• [Work order] Copy exactly the lines of the material below, starting with the first and including the line that holds "It can be particularly".

• [Records for processing]
PR #1527, opened 2025-04-11
No-op workspace for TaskRunner API

teoparvanov:
## Summary
This "no-op" workspace template serves as a tool for testing the PKI setup and connectivity within a federation.

## Type of Change (Mandatory)
- Feature enhancement  

## Description (Mandatory)
This workspace template can be used in conjunction with the [recently introduced](https://github.com/securefederatedai/openfl/pull/1516) `fx collaborator ping` command.

It can be particularly useful in the initial phases of establishing a federation, as it allows for the separation of the infrastructure setup from the actual FL plan and task definitions.

Moreover, a "no-op" workspace offers the benefit of requiring minimal code review, making it easy for collaborators to agree to run it locally. Additionally:
* it does not access any data;
* it minimizes compute resource utilization for initial tests;
* only the `openfl` package is required (no 3rd party ML frameworks need to be installed).

## Testing
1. Configured a local federation with two collaborators (`bob` and `charlie`).
    * **NB!** There's no need to specify a data path when initializing the collaborators - simply go `fx collaborator create -n bob` and `fx collaborator create -n charlie`
3. Started the aggregator process.
4. Ran `fx collaborator ping -n bob & fx collaborator ping -n charlie` to check connectivity and TLS certificate validity.
5. Ran `fx collaborator start -n bob & fx collaborator start -n charlie` to run the federation E2E (0 rounds, with no tasks executed).
6. PKI and connectivity successfully tested without executing any ML tasks!


openfl/protocols/utils.py
```diff
@@ -44,6 +44,9 @@ def model_proto_to_bytes_and_metadata(model_proto):
                 f"Round numbers in model are inconsistent: {round_number} "
                 f"and {tensor_proto.round_number}"
             )
+
+    if round_number is None:
+        round_number = 0
```
teoparvanov: Can this code change be avoided somehow?

Alternatively, we could accept it as a corner case fix for the "no-op" scenario, given that there doesn't seem to be any regression related to it.

sarthakpati:
This is an awesome idea! Would be really useful to have this to test network connectivity between collaborators. 😄 👍🏽

kminhta (commented):
Overall LGTM @teoparvanov ! Added my two cents to your question

openfl/protocols/utils.py
kminhta: The only way that comes to mind that doesn't require any framework-level changes would be to pass a tensor dict with  `np.float32` (or `np.integer`, [see](https://github.com/securefederatedai/openfl/blob/develop/openfl/utilities/split.py#L63)) when `get_tensor_dict()` is called from the taskrunner

```python
def get_tensor_dict(self, with_opt_vars):
        return {'dummy_tensor': np.float32(1)}
```

You'd have to import numpy, but that's probably fine since numpy is installed with openfl anyway

Deconstructing of the model proto pulls the round number from the [tensor proto directly](https://github.com/securefederatedai/openfl/blob/develop/openfl/protocols/utils.py#L41), so when you pass a completely empty tensor, the round number never gets stored.


Otherwise, the solution you provided is likely the quickest and simplest, though I think a better long term solution would be to turn off the automatic creation and loading of `init.pbuf` since there are workloads that don't use it (i.e. interoperability, federated evaluation, federated analytics, etc.)

teoparvanov: Thanks, @kta-intel, returning a dummy tensor eliminated the need for changing `utils.py`. This indeed required importing `numpy`, but as you said, it is required by the core openfl framework anyway.

Regarding the longer-term changes you suggested, we can also consider those, but in the meantime offer the "no-op" workspace as a practical workaround.

kminhta (approved):

payalcha (approved):

noopurintel (approved):

PR #1290, opened 2025-01-21
Extend plan initialize to optionally load OpenFL trained model protobuf file

ishaileshpant:
- extend plan initialize to have additional optional argument to take init model path (pbuf format)
- added new function to utils.py
- rebased 21.Jan.1
- reduce cyclo-complexity of initialize function
Signed-off-by: Shailesh Pant <shailesh.pant@intel.com>

PR #1528, opened 2025-04-11
Load native model with fx plan initialize

kminhta:
## Summary
This PR enables pretrained models to be loaded in their native file format via:
`fx plan initialize -i <model_path>`

## Type of Change (Mandatory)
- Feature enhancement  

## Description (Mandatory)
The ability to load a pretrained model as a protobuf was enabled in https://github.com/securefederatedai/openfl/pull/1290 for the federated evaluation efforts.

This PR extends that functionality to also accept models in their native file format (i.e. `.pth`) by calling the already existing `taskrunner.load_native()` method using the same `fx plan initialize` flag

When the `--init_model_path` flag is set, `fx plan initialize` will check if the file is a `pbuf` otherwise, it will try to load using `load_native()` before raising an error

_Additional changes:_
- updated both the `runner_gandalf.py` and `runner_pt.py` to be able to load the model state dictionary directly (users will not always save the `model.state_dict()` and the `optimizer.state_dict()` in the same `.pth` file, especially for inferencing)
- added `load_native()` method to `runner_xgb.py`

## Testing
Tested locally by loading in pretrained model and verifying weights

## Additional Information

_Security considerations:_
We purposely did not use an allow list for file extensions in order to stay framework agnostic. Since `load_native()` is part of the task runner and can be modified in the `taskrunner.py` subclass, a user can potentially modify it to load anything during initialization. This is important for flexibility for more complex models, but it is also a risk that participants must consider and it could be easily but thoroughly checked when reviewing the workload if `load_native()` is modified

### DIFF
--- a/openfl/federated/task/runner_gandlf.py
+++ b/openfl/federated/task/runner_gandlf.py
@@ -419,9 +419,13 @@ class GaNDLFTaskRunner(TaskRunner):
                 dict in picked file. Defaults to 'optimizer_state_dict'.
             **kwargs: Additional keyword arguments.
         """
-        pickle_dict = pt.load(filepath)  # nosec B614
-        self.model.load_state_dict(pickle_dict[model_state_dict_key])
-        self.optimizer.load_state_dict(pickle_dict[optimizer_state_dict_key])
+        pickle_dict = pt.load(filepath, weights_only=True)  # nosec B614
+
+        if model_state_dict_key in pickle_dict and optimizer_state_dict_key in pickle_dict:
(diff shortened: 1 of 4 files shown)


teoparvanov (approved):
LGTM, thanks @kta-intel !!

ishaileshpant:
LGTM @kta-intel - Thanks for taking this up 🎉

ishaileshpant (approved):

rahulga1 (approved):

• [Output for this task]
PR #1527, opened 2025-04-11
No-op workspace for TaskRunner API

teoparvanov:
## Summary
This "no-op" workspace template serves as a tool for testing the PKI setup and connectivity within a federation.

## Type of Change (Mandatory)
- Feature enhancement  

## Description (Mandatory)
This workspace template can be used in conjunction with the [recently introduced](https://github.com/securefederatedai/openfl/pull/1516) `fx collaborator ping` command.

It can be particularly useful in the initial phases of establishing a federation, as it allows for the separation of the infrastructure setup from the actual FL plan and task definitions.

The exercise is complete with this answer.